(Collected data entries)

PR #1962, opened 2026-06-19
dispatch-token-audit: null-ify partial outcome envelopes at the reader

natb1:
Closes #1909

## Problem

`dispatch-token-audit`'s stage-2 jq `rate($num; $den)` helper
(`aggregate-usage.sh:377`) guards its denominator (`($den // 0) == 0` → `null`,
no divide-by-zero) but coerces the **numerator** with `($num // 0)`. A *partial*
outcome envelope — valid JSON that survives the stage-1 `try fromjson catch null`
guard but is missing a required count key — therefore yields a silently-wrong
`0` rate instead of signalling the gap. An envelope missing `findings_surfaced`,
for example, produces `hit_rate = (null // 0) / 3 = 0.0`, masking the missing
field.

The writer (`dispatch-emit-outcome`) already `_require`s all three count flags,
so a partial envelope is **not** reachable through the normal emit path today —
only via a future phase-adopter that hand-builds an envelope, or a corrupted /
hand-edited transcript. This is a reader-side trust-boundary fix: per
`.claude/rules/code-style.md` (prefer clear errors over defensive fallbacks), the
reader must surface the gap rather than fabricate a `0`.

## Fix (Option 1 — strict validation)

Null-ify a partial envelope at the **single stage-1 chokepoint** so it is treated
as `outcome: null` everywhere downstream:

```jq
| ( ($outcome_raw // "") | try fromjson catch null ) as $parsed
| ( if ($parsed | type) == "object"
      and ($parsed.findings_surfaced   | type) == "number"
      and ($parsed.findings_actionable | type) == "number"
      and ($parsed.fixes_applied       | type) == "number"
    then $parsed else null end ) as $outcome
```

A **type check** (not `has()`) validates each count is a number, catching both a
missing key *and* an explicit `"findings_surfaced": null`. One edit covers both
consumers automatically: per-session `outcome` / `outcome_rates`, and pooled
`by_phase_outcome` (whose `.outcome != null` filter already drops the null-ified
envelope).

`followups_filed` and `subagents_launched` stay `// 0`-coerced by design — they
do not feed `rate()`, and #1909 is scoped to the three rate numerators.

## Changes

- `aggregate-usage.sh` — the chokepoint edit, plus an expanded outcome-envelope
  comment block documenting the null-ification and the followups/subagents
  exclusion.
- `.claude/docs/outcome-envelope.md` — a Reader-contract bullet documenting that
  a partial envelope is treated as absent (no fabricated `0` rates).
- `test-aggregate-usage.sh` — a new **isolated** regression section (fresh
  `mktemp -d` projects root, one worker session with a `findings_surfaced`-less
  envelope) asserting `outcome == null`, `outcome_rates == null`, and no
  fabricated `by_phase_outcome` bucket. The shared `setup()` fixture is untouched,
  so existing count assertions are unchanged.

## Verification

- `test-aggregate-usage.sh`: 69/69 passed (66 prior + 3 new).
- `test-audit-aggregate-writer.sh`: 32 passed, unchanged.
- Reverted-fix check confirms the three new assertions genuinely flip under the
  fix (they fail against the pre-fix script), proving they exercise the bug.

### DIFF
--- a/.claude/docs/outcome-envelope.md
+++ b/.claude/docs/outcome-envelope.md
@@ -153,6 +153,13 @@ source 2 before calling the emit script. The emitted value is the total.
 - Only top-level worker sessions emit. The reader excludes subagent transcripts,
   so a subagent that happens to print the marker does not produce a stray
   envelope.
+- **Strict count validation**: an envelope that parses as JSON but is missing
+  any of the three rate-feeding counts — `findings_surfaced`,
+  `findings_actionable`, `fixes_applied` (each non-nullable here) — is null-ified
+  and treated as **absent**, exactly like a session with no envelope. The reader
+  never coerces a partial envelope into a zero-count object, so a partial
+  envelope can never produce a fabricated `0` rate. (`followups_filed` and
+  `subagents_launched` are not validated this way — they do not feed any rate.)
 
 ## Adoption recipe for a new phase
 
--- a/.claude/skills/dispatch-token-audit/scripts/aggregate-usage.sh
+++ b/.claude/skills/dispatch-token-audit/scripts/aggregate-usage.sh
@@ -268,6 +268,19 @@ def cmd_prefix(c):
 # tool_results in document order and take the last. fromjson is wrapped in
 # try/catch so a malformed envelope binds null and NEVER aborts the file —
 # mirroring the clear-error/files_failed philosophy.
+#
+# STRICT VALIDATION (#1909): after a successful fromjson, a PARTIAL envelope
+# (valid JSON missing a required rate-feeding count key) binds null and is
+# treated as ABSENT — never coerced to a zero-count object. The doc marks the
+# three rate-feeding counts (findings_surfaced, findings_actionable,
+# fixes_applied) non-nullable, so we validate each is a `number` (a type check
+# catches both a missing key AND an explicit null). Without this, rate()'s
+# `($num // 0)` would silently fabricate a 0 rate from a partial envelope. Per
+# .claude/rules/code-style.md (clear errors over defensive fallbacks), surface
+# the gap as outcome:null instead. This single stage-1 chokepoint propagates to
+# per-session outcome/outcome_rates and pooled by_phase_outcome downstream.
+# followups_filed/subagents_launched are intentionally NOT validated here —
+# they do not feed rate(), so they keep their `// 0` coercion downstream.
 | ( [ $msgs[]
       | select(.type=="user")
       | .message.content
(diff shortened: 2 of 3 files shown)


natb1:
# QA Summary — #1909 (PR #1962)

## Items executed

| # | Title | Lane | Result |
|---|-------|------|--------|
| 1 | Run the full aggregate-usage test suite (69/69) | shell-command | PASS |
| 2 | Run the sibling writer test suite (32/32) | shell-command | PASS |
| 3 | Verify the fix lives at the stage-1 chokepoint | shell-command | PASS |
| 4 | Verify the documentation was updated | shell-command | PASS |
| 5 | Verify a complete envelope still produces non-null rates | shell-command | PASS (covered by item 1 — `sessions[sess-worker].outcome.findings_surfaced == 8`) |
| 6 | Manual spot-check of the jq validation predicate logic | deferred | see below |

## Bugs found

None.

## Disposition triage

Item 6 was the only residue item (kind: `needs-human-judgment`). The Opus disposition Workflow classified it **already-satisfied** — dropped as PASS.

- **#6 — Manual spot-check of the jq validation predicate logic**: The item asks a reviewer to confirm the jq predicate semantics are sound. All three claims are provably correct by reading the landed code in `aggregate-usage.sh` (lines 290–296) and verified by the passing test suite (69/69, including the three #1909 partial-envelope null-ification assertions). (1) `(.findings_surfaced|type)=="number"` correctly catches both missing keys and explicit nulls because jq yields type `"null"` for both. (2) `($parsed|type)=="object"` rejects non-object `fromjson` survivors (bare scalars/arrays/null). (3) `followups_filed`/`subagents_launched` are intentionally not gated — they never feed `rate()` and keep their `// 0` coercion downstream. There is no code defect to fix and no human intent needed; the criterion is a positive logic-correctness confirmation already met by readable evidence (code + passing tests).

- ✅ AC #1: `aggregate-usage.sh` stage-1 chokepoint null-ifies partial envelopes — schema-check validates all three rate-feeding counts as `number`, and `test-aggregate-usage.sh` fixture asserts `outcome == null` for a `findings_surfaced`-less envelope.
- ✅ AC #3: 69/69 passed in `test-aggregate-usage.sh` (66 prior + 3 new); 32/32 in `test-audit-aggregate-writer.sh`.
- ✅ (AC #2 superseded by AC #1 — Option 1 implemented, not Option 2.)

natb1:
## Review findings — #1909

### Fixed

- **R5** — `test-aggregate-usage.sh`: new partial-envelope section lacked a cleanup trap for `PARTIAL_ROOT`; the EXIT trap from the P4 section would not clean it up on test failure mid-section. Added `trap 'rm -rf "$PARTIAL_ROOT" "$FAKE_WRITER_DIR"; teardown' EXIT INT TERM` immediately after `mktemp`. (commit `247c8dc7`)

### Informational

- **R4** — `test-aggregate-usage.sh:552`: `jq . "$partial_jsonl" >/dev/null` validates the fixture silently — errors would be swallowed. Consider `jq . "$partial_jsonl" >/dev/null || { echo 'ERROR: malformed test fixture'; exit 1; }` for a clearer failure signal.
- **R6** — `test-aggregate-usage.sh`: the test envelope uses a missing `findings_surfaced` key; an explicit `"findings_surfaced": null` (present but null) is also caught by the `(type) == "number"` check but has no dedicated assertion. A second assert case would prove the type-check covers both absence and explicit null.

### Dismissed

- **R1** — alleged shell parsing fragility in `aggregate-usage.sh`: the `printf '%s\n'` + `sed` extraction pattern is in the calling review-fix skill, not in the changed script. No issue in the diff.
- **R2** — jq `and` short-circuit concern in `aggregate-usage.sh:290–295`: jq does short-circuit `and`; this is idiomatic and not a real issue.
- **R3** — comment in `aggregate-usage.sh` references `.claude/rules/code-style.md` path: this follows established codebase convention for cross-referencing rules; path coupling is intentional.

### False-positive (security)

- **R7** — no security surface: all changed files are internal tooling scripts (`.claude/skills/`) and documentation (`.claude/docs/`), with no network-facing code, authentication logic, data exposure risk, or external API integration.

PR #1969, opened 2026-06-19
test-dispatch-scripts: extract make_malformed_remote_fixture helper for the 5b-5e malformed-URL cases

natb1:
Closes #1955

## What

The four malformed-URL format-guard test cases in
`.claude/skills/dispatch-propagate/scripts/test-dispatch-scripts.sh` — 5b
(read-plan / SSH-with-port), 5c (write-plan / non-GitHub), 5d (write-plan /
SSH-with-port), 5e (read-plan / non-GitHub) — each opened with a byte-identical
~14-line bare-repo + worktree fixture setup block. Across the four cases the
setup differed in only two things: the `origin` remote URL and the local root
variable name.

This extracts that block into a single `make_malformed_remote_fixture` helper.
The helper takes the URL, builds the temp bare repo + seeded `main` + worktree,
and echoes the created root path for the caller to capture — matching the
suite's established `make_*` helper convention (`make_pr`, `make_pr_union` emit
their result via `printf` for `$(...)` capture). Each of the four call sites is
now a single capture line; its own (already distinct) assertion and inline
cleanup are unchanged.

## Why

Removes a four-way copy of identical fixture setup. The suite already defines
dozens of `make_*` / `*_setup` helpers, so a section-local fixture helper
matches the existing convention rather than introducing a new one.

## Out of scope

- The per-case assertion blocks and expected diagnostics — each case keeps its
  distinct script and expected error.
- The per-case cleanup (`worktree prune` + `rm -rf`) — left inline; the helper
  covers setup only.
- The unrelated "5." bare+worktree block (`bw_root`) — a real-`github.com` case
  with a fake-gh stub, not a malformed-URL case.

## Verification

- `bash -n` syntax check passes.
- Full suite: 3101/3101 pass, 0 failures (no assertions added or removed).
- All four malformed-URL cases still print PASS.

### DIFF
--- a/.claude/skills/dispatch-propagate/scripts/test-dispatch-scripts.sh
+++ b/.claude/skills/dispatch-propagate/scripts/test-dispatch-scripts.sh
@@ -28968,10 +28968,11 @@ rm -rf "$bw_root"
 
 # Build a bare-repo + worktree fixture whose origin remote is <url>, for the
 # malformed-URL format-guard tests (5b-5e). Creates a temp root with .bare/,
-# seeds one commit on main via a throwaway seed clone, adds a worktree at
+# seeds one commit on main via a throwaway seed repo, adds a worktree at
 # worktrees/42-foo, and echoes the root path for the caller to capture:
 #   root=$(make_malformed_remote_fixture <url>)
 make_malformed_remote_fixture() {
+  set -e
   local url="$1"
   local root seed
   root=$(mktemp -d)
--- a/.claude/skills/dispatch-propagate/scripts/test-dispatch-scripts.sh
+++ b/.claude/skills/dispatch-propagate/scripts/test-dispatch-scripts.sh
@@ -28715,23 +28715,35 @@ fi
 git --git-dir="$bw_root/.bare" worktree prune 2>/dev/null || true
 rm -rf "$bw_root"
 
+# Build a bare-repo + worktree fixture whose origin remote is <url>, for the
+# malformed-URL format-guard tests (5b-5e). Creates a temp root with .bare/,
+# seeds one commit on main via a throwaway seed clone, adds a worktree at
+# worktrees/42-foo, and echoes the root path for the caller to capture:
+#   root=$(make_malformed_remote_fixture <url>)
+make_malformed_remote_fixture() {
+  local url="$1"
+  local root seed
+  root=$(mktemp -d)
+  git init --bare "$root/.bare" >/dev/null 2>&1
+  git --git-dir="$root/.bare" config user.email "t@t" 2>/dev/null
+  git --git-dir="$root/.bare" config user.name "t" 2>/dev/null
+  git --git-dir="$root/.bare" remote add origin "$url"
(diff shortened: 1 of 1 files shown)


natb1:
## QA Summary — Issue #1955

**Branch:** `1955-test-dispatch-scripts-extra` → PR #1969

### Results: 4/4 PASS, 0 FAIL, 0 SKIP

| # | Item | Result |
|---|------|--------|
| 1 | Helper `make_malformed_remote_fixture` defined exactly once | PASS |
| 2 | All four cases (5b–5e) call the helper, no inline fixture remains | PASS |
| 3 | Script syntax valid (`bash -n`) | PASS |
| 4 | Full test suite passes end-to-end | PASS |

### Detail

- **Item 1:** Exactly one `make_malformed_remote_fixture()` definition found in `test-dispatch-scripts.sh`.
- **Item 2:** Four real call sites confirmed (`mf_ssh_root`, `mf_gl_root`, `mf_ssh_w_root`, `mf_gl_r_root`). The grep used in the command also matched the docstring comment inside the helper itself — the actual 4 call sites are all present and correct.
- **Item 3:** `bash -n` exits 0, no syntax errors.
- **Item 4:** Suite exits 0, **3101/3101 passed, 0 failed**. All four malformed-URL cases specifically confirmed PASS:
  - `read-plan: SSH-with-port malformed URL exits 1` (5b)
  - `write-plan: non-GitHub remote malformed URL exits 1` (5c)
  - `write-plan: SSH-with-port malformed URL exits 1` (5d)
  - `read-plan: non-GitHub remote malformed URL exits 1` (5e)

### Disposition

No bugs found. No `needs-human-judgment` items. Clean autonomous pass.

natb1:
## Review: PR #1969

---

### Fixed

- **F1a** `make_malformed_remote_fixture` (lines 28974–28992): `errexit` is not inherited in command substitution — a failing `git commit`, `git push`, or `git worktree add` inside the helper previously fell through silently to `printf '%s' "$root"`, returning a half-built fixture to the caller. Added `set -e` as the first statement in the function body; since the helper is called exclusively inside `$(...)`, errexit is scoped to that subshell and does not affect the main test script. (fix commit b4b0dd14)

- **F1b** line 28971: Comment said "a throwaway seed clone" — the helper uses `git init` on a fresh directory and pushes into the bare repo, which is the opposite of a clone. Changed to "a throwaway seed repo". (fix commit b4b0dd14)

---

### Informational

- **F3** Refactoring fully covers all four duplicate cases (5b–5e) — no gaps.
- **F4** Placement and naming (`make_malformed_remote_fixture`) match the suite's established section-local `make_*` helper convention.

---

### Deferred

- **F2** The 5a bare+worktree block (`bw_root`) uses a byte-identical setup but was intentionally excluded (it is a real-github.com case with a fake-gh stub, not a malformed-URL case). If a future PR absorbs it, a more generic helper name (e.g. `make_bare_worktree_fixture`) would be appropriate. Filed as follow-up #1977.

- **Task to carry out**
Using the records above, list each line that includes "path".

- **Exercise result**
so a partial envelope is **not** reachable through the normal emit path today —
- **R3** — comment in `aggregate-usage.sh` references `.claude/rules/code-style.md` path: this follows established codebase convention for cross-referencing rules; path coupling is intentional.
and echoes the created root path for the caller to capture — matching the
 # worktrees/42-foo, and echoes the root path for the caller to capture:
+# worktrees/42-foo, and echoes the root path for the caller to capture:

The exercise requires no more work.